From these findings, the team gained detailed insights into three distinct genetic disorders associated with cancer, aging, and developmental defects by unveiling their distinguishing molecular mechanisms.
“If you have a handle on which regions of a protein are affected, then you can potentially develop therapies for genetic diseases, but without a fundamental understanding of the underlying mechanism, all bets are off,” Ivanov said.
This accomplishment provides a foundation for future experimental and computational efforts that could precisely pinpoint the mutations that cause genetic disorders, expound on TFIIH’s distinct contributions to transcription and DNA repair, and delve deeper into the mechanisms of gene expression.
Although this research would have been feasible on other high-performance computing platforms, access to Summit significantly sped up the team’s simulations.
“Running on Summit accelerates our research,” Ivanov said. “Instead of spending several months running on another system, we were able to complete our calculations in a matter of days, which saved us a lot of time and effort.”
This year, the team will run related calculations on Summit through a 2019 Innovative and Novel Computational Impact on Theory and Experiment (INCITE) program allocation. The researchers have mainly studied Pol II, but they plan to expand their project to investigate the functional dynamics of Pol I and Pol III as well, which could lead to more groundbreaking insights.

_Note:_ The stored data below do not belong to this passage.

PR #132, opened 2026-06-20
ap-rs485

alexanderpulido:


common/core/periph/rs485/thvd1420.h
```diff
@@ -0,0 +1,61 @@
+/**
+ * @brief THVD1420 RS485 Transceiver Driver using STM32H7 Hardware DE.
+ */
+
+#pragma once
+
+#include "stm32h723xx.h"
```
pasinponsww: I have question, why do you have the stm32h723xx.h instance in here? 

Because usually when interfacing with sensor, transceiver, motors, etc. You pass down the object of Usart as a tool for you to use (Since this peripheral is there for you).

common/core/periph/rs485/thvd1420.h
```diff
@@ -0,0 +1,61 @@
...
+{
+namespace Stmh7
+{
+
+/**
+ * @brief Configuration parameter block for initializing the RS485 peripheral.
+ */
+struct RS485Params
+{
+    USART_TypeDef*
```
pasinponsww: I guess this already comes with the USART instance, but could you explain why you need it again when `st_usart.h/.cc` already handles all of the UART-specific functionality?

From my understanding, this driver is only responsible for controlling the THVD transceiver's direction (TX/RX). It simply switches the logic that enables transmit or receive mode on the THVD. All UART-related operations such as framing, baud rate configuration, and passing bytes through the USART peripheral are already handled by the existing ST_USART driver.

The THVD itself doesn't care about the contents of the byte stream; it just acts as a physical-layer transceiver. The only logic required here is essentially opening and closing the valve that allows the USART byte stream to pass through in either transmit or receive mode.

common/core/periph/rs485/thvd1420.h
```diff
@@ -0,0 +1,61 @@
...
+#pragma once
+
+#include "stm32h723xx.h"
+#include "usart.h"
+
+namespace LBR
+{
+namespace Stmh7
+{
+
```
pasinponsww: Please adding more comments or @note about what is this tool is and what is needed to operate this tools. 

From my understanding is that it's an external transceiver with logic shift based on the gpio that MCU can sets GPIO_HIGH or GPIO_LOW to be receive/transceiver mode. 

This driver should be easy so it wouldn't take that long !

common/core/periph/rs485/thvd1420.h
```diff
@@ -0,0 +1,61 @@
...
+     * @return true on successful completion of the shift register clear.
+     */
+    bool send(std::span<const uint8_t> txbuf) override;
+
+    /**
+     * @brief Checks the RXNE flag and grabs a byte from the receive register.
+     * @param byte Reference to store the received byte.
+     * @return true if data was ready and captured successfully, false if no data available.
+     */
+    bool receive(uint8_t& byte) override;
```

“We look forward to moving beyond merely describing the mechanisms of transcription to elucidate their connection to genetic diseases,” Ivanov said.
Ivanov’s coauthors are Chunli Yan and Thomas Dodd of Georgia State University, Yuan He of Northwestern University, John A. Tainer of the University of Texas M. D. Anderson Cancer Center and Lawrence Berkeley National Laboratory, and Susan E. Tsutakawa of Lawrence Berkeley National Laboratory.